START Information shown

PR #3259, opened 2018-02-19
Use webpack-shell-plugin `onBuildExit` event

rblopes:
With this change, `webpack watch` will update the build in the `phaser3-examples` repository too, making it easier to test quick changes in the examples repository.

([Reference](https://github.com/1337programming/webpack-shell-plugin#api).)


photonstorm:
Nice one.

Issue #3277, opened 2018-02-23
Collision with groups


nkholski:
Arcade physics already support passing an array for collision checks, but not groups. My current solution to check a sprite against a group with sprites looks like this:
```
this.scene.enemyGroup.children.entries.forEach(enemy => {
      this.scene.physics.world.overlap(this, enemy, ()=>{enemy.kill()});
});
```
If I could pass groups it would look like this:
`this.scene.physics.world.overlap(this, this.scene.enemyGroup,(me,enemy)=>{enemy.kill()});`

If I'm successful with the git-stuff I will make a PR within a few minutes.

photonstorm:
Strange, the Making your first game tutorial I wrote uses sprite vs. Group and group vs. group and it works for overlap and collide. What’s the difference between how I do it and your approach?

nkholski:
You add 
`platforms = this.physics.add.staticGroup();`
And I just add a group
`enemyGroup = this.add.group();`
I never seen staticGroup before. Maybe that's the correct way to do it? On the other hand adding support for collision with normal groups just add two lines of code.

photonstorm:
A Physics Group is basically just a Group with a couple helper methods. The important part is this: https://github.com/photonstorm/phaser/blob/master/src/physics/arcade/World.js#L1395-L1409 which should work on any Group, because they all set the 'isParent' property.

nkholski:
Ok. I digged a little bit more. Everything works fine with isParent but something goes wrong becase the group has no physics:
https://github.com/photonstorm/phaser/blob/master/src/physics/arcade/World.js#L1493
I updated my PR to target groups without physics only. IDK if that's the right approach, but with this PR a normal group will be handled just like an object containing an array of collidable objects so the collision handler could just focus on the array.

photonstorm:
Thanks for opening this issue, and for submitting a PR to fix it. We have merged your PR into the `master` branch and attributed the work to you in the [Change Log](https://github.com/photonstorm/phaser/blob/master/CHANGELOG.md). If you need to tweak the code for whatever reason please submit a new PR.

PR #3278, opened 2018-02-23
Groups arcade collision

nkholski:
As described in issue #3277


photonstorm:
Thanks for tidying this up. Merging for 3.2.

END Information shown
START Information shown

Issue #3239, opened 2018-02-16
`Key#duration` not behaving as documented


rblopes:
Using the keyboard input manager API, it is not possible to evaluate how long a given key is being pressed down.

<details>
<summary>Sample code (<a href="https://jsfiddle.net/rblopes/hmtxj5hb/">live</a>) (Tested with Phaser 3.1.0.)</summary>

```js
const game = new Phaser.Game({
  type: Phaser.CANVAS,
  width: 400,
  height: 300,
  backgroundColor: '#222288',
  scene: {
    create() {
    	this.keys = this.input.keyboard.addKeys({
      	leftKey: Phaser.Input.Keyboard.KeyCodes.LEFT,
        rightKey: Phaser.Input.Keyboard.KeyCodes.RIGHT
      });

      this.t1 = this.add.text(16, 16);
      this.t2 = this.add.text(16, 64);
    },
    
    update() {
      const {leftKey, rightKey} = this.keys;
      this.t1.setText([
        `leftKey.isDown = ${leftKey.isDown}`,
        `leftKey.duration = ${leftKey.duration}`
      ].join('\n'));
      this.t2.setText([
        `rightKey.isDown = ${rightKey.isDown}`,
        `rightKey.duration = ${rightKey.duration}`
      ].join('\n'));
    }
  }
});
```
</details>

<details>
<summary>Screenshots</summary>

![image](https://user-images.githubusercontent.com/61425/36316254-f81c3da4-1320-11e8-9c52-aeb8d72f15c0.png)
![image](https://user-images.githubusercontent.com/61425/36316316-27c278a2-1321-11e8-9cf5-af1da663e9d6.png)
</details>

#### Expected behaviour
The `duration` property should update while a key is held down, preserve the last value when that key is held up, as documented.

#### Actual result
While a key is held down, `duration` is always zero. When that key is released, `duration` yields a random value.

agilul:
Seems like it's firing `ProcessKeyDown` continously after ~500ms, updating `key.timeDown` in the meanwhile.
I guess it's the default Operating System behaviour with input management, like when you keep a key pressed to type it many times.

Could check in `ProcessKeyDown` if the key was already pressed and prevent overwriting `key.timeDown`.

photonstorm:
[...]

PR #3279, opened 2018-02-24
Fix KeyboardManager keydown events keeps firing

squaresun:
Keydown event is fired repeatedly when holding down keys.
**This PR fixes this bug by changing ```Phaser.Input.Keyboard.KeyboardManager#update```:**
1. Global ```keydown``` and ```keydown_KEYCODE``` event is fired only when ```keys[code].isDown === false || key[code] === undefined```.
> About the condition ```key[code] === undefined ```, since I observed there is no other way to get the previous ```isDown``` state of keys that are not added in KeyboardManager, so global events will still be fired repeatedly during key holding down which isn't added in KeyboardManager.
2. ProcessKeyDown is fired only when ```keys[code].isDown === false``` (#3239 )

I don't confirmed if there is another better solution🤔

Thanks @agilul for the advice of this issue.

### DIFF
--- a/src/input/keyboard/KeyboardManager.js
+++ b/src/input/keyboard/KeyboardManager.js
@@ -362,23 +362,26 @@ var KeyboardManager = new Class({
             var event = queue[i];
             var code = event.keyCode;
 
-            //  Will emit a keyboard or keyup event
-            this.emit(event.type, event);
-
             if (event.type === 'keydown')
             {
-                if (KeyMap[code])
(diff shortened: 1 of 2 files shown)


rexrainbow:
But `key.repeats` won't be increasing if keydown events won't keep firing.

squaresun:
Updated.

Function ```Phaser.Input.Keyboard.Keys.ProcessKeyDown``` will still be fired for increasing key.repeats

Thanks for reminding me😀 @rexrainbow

END Information shown

[Goal of the exercise]: Give back, exactly as written, the stretch from the line with "PR #3259, opened 2018-02-19" through the line with "the examples repository.", and no other lines from the records above.

[Result]:
PR #3259, opened 2018-02-19
Use webpack-shell-plugin `onBuildExit` event

rblopes:
With this change, `webpack watch` will update the build in the `phaser3-examples` repository too, making it easier to test quick changes in the examples repository.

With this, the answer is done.